(Requirement): From the entries that follow, list every line in which the string "typing" appears.

(Source data)

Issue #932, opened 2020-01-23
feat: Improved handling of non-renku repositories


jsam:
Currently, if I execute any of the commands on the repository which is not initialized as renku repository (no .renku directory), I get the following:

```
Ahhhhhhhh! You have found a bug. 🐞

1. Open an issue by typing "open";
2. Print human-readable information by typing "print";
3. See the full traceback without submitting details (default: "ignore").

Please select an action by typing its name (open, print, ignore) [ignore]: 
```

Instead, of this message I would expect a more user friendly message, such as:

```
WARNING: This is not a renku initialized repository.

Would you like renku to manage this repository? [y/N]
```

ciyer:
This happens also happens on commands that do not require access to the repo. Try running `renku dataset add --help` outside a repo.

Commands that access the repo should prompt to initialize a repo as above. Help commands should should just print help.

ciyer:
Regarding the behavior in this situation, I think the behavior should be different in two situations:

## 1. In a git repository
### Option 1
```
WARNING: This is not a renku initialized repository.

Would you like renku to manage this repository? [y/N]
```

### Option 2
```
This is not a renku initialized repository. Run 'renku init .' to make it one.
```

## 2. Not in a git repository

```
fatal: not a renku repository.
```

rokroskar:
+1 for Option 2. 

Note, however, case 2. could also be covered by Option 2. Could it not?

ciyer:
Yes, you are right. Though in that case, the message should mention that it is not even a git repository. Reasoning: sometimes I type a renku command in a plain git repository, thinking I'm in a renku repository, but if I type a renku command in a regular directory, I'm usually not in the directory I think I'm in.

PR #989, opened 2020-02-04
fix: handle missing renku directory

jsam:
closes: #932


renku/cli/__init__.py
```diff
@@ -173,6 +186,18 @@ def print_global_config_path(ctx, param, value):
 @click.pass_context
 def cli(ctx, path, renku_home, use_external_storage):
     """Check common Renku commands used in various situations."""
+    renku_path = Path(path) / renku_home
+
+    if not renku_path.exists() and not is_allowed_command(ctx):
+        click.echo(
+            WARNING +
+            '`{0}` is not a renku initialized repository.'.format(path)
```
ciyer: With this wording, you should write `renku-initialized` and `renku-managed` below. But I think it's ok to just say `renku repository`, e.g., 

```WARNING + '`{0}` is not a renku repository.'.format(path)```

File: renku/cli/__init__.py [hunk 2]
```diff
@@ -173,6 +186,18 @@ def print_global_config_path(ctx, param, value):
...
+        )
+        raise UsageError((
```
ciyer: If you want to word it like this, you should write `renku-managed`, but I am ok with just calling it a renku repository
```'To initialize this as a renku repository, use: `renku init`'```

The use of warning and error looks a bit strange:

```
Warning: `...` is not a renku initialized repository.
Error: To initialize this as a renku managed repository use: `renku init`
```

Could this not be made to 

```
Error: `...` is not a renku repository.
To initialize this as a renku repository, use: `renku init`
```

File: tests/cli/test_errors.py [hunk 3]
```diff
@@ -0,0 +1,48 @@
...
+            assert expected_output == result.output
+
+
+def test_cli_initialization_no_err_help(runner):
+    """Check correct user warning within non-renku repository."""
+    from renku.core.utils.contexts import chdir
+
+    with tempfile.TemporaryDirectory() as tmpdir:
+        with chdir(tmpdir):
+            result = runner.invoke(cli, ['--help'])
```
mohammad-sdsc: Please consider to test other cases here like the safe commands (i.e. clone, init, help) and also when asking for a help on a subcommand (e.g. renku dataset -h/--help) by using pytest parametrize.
--
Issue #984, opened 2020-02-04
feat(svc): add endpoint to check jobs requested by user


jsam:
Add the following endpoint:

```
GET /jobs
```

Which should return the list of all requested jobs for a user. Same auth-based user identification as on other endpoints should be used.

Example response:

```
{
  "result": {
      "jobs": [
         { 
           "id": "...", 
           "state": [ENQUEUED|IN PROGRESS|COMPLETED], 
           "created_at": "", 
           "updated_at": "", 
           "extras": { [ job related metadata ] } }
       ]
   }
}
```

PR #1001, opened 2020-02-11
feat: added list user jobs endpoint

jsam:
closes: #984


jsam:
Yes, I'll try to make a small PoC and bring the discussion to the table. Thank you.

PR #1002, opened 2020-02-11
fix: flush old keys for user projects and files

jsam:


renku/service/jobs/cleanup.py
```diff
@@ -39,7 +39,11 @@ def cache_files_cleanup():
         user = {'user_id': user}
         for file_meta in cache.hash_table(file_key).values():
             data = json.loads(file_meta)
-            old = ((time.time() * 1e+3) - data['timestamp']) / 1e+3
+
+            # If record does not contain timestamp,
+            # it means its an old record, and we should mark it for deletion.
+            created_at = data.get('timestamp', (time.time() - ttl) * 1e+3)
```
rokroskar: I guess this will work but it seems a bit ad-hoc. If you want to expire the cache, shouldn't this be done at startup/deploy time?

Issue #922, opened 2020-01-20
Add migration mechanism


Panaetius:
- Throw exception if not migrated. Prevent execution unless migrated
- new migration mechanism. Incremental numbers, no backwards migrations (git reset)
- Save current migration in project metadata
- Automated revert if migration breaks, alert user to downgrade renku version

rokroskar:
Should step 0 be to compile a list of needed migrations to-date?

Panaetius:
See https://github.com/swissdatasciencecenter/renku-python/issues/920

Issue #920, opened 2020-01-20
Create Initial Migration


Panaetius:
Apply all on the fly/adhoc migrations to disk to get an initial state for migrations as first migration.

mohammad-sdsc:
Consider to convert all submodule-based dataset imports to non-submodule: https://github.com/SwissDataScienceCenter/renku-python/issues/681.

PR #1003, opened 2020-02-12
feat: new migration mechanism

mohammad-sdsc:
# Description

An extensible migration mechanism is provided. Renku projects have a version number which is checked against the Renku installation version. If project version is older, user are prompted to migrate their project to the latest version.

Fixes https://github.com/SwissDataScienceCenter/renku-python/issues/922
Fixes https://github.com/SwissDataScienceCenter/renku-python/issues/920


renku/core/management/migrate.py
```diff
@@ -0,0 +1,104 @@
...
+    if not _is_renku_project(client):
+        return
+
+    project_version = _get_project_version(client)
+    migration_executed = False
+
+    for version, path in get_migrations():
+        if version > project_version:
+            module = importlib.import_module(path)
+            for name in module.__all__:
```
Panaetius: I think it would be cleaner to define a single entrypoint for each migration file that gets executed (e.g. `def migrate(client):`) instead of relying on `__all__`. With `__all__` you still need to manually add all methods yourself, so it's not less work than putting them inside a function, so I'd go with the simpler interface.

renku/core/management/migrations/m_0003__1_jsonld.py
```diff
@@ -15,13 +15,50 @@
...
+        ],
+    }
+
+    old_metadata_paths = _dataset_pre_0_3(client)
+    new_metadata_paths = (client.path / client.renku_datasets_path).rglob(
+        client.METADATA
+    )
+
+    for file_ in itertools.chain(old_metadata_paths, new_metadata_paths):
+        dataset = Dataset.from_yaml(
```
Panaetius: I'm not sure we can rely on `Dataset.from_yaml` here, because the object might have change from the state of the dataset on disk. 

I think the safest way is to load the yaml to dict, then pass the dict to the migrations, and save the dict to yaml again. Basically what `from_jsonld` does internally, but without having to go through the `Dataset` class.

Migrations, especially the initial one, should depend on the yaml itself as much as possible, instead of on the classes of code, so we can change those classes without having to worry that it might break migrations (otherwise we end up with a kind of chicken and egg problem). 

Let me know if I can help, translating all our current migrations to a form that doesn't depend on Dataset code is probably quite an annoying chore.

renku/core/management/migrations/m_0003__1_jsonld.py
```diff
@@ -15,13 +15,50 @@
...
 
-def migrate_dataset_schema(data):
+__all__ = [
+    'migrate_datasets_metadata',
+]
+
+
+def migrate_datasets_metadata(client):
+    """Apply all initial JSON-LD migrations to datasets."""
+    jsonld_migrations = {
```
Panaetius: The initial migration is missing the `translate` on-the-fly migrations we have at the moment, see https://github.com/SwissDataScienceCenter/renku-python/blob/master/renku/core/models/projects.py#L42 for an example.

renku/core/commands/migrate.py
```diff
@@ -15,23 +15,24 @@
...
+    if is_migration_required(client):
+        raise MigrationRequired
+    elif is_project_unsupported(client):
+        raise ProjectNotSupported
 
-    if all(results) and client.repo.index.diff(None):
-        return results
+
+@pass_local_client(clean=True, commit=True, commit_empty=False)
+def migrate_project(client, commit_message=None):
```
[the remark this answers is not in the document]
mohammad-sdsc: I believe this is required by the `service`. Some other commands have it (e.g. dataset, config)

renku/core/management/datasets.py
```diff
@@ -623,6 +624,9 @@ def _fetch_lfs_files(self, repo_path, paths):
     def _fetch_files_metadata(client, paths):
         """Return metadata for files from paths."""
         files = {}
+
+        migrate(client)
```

(Task result):
1. Open an issue by typing "open";
2. Print human-readable information by typing "print";
Please select an action by typing its name (open, print, ignore) [ignore]: 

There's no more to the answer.